## Task goal
The answer is a number and nothing else: the count of lines in these entries containing the word "attachments".

Stored items from a collection:
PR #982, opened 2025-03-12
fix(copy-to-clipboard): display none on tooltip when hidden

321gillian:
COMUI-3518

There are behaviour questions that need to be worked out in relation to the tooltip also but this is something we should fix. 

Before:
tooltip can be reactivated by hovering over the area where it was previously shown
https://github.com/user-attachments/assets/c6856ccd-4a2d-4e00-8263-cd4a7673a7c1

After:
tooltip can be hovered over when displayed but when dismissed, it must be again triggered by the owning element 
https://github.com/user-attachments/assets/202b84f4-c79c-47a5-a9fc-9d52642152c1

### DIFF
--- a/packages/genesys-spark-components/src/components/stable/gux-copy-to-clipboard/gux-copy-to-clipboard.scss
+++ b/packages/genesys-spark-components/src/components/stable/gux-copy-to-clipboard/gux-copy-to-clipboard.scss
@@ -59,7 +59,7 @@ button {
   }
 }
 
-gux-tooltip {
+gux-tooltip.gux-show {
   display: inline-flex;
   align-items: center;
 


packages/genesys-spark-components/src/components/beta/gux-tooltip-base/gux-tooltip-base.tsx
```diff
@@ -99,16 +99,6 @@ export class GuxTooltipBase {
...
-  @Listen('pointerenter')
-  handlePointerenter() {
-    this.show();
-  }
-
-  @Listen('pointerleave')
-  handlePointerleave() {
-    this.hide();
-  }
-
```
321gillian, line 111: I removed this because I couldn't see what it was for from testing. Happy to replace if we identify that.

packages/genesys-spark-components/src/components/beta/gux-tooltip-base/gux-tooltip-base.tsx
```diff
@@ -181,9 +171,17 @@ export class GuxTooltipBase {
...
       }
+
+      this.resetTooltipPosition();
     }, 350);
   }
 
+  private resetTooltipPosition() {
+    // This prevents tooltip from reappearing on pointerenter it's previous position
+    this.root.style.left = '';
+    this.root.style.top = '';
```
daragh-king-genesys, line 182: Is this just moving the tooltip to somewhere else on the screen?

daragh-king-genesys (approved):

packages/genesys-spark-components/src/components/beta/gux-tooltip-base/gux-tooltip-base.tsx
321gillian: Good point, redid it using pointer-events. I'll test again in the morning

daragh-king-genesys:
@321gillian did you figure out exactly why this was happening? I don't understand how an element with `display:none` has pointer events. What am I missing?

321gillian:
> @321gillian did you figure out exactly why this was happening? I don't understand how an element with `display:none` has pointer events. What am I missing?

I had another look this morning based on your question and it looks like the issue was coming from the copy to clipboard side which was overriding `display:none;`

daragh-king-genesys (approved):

## Reply to the exercise
2